Oops, We’ll Do It Again?

Soon after the Warsaw Pact collapsed in 1989, Bush the Elder began retrieving the thousands of "tactical" nukes we had forward deployed in NATO countries for use against invading Warsaw Pact armies.

Did the Soviet Union follow suit? Well, no. It turns out that, although the Soviet Union had more than 15,000 tactical nukes for use against invading NATO armies, none had ever been deployed outside the Soviet Union.

Apparently we are the only nuke power that has ever based our nukes – tactical and strategic – in foreign countries.

Why bring that up now?

Well, President Bush has just announced a planned "redeployment" of our armed forces, from bases in Western Europe, Japan and South Korea to new bases in new NATO countries or NATO-wannabes.

Presumably, the hundreds of tactical nukes now deployed with our troops, overseas, will go with them to their new bases located in former Warsaw Pact or Soviet Union countries.

The Russia-NATO Council was established several years ago to help transform NATO from a military alliance dedicated to defeating the Warsaw Pact, into a politico-economic alliance dedicated to defeating global terrorism, preventing proliferation of weapons of mass destruction, and improving the economies of Russia and new NATO members.

Russia got a promise from the Council that substantial numbers of U.S. forces would not be stationed on its borders, especially in the Baltic states and in the Caucasus. But now, it looks like the neo-crazies intend to do exactly that.

And it won’t matter who is elected in November. Clinton began pushing NATO eastward, toward Moscow. Bush kept the train moving and Kerry won’t even try to stop it.

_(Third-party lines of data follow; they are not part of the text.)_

PR #3121, opened 2020-03-24
Add new IE11 browserstack tests to localdb test job

alisman:
Add a new e2e job to test IE11 in browserstack.

### DIFF
--- a/.circleci/config.yml
+++ b/.circleci/config.yml
@@ -39,8 +39,6 @@ run_e2e_and_save_artifacts: &run_e2e_and_save_artifacts
           yarn run e2e
         when: always
         environment:
-          JUNIT_REPORT_PATH: ./remote/junit/
-          SCREENSHOT_DIRECTORY: ./remote/screenshots
           FRONTEND_TEST_USE_LOCAL_DIST: true
           NO_PARALLEL: true
     - run:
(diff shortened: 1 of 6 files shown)


end-to-end-test/ie11/specs/ie.js
```diff
@@ -0,0 +1,21 @@
...
+
+const CBIOPORTAL_URL = 'http://localhost:3000';
+
+describe('Application in IE11', function() {
+    it('renders query page study items', function() {
+        goToUrlAndSetLocalStorage(CBIOPORTAL_URL);
+        $('[data-test="StudySelect"]').waitForExist();
+    });
+
+    // it('renders the oncoprint', function() {
```
alisman: for some fucking reason this test won't pass. i'm putting it aside for another day.

alisman: i can confirm the feature works fine in IE11 on browserstack

.circleci/config.yml
```diff
@@ -63,6 +61,62 @@ run_e2e_and_save_artifacts: &run_e2e_and_save_artifacts
         path: /tmp/repo/end-to-end-test/shared/imageCompare.html
         destination: /imageCompare.html
 
+
+run_IE11_e2e_and_save_artifacts: &run_IE11_e2e_and_save_artifacts
```
alisman: this is hugely repetitive of the original e2e task.  i tried to parametize it but at the end of the day just wasn't smart enough to do it.

end-to-end-test/shared/wdio/webdriver-manager.conf.js
```diff
@@ -319,21 +333,17 @@ var config = {
...
+}
 
+if (process.env.TEST_BROWSERSTACK === 'true') {
     config.services = ['visual-regression', 'browserstack'];
-
     config.browserstackLocal = true;
-
-    config.user = process.env.BROWSERSTACK_USER;
-    config.key = process.env.BROWSERSTACK_KEY;
+    config.user = 'aaronlisman2'; //process.env.BROWSERSTACK_USER;
```
alisman: ok, i will hide these in circle.  and change the password since this is now in git history

scripts/serve_dist.sh
```diff
@@ -1,18 +1,36 @@
...
 set -u
 set -o pipefail
 
 SCRIPT_DIR="$( cd "$( dirname "${BASH_SOURCE[0]}" )" && pwd )"
 
+protocol="https"
+
+if [ $# -eq 1 ]
+  then
+    protocol="http"
```
inodb: this seems a little funky for handling arguments, if you want to avoid having to parse arguments properly could also do something like

```
protocol="${PROTOCOL:-https}"
```
If somebody exports PROTOCOL before calling this it would use that, `https` being default. Cleaner would be to do proper arg parsing but get that can be overkill since CI is probably the only one using this

end-to-end-test/shared/wdio/webdriver-manager.conf.js
```diff
@@ -319,21 +333,17 @@ var config = {
...
+    config.key = 'SsvxMVGa2fFVc5bWzswx'; // process.env.BROWSERSTACK_KEY;
```
inodb: maybe good to put these in cirlceci env config instead i.e. not in the github repo? Ofc in practice somebody could still steal the keys by opening a PR and echo'ing these vars but it's a bit more obfuscated

end-to-end-test/local/runtime-config/run_container_screenshot_test.sh
```diff
@@ -15,6 +15,20 @@ docker run -it --rm \
...
+    --name screenshot-e2e \
+    --network="$DOCKER_NETWORK_NAME" \
+    -e CBIOPORTAL_URL="$CBIOPORTAL_URL" \
+    -e SCREENSHOT_DIRECTORY="$SCREENSHOT_DIRECTORY"\
+    -e SPEC_FILE_PATTERN="./local/specs/core/**/ie.js" \
+    -e TEST_IE11="true" \
+    -e TEST_BROWSERSTACK="true" \
+    -e JUNIT_REPORT_PATH="$JUNIT_REPORT_PATH" \
+    -v "$PORTAL_SOURCE_DIR:/cbioportal-frontend/" \
+    $SCREENSHOT_IMAGE_NAME
```
inodb: this seems duplicated with `run_container_ie_test.sh`

end-to-end-test/local/runtime-config/run_container_ie_test.sh
```diff
@@ -0,0 +1,29 @@
+#!/usr/bin/env bash
```
inodb: this seems duplicated  in `run_container_screenshot_test.sh`

.circleci/config.yml
```diff
@@ -276,15 +343,18 @@ workflows:
...
+#                    - install
+#            - end_to_end_tests:
+#                requires:
+#                    - install
+            - end_to_end_tests_IE11:
                 requires:
                     - install
+#            - end_to_end_tests_localdb:
+#                requires:
+#                    - install
```
inodb: i guess all these ☝️ are temp disabled, but let's not forget to re-enable before merging

alisman: yup

.circleci/config.yml
inodb: Maybe good to make the `Spin up frontend over ssl if necessary and run end to end tests` a bash script so at least that part has no duplication? Not essential but would be nice

end-to-end-test/local/runtime-config/run_container_screenshot_test.sh
inodb: I think having it in separate scripts would be cleaner e.g. in `run_container_ie_test.sh` as you had before? Now the localdb tests is not really as local anymore 

If it's too tricky to make these jobs separate I think we should update the documentation in the `README` to clarify how the localdb tests work?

True, three years ago, we got the almost unbelievable "intelligence" that President Bush and Russian President Vladimir Putin had agreed to the deployment of U.S. armed forces and tactical nukes to three former Soviet bases in Uzbekistan and another in Tajikistan.

We have since established a huge air base in Kyrgyzstan, which borders China, Tajikistan, Uzbekistan and Kazakhstan. Uzbekistan and Tajikistan border on Afghanistan, and are separated by Kazakhstan from Russia itself.

This unbelievable basing agreement was made in anticipation of a U.S.-led invasion and occupation of Afghanistan by NATO. So if Putin acquiesced to U.S. troops being stationed there in the former Soviet Union, it was in support of NATO counter-terrorism activities. .

But why did Russia agree to our troops based in the former Soviet Union having tactical nukes?

Well, Bush the Younger had famously promised the world that he would not allow terrorists or rogue states supporting terrorists to acquire nukes. He promised he would act – preemptively – to prevent that acquisition.

Bush told the Russians he had "intelligence" that Osama bin Laden was interested in acquiring "weapons of mass destruction," and he and a loose nuke might be hiding in a cave in Afghanistan which only another nuke could destroy.

Of course, we and the Russians now know that Osama didn’t even have a vial of anthrax – much less a nuke. And even if we had dropped a nuke on those caves in Afghanistan we wouldn’t have killed bin Laden. He had long since fled to Pakistan.

"Oops," we told the Russians.

In 2003, Bush told the Russians he had to preemptively invade Iraq to destroy nukes and/or the makings thereof Bush said our "intelligence" said Saddam had hidden somewhere. The International Atomic Energy Agency (IAEA) told the Russians Saddam didn’t, and they turned out to be right.

"Oops," we told the Russians.

Now, Condi Rice and Bonkers Bolton are threatening to launch preemptive strikes against the nuclear reactor complex under construction by the Russians at Bushehr and against the gas-centrifuge uranium-enrichment plant under construction by the Iranians at Narantz.

Once constructed, both complexes will be operated, henceforth, under the watchful eyes of the IAEA. Therefore, it will not be possible for the Iranians to produce – surreptitiously – weapons-grade material from either complex.

Rice, Bolton and the neo-crazies keep telling you otherwise, but they’re lying through their teeth. Why? Because they know that if they can’t keep the Iranian complexes from "coming on-line," the Israelis will – by force.

So, before the Israelis do an Osirak encore – using U.S.-supplied aircraft to kill Russian engineers this time, rather than French – it might be a good idea to retrieve all those nukes and troops we currently have deployed in the former Soviet Union. The French may have been satisfied with our "Oops." The Russians probably won’t be.

Author: Gordon Prather

Physicist James Gordon Prather has served as a policy implementing official for national security-related technical matters in the Federal Energy Agency, the Energy Research and Development Administration, the Department of Energy, the Office of the Secretary of Defense and the Department of the Army. Dr. Prather also served as legislative assistant for national security affairs to U.S. Sen. Henry Bellmon, R-Okla. -- ranking member of the Senate Budget Committee and member of the Senate Energy Committee and Appropriations Committee. Dr. Prather had earlier worked as a nuclear weapons physicist at Lawrence Livermore National Laboratory in California and Sandia National Laboratory in New Mexico.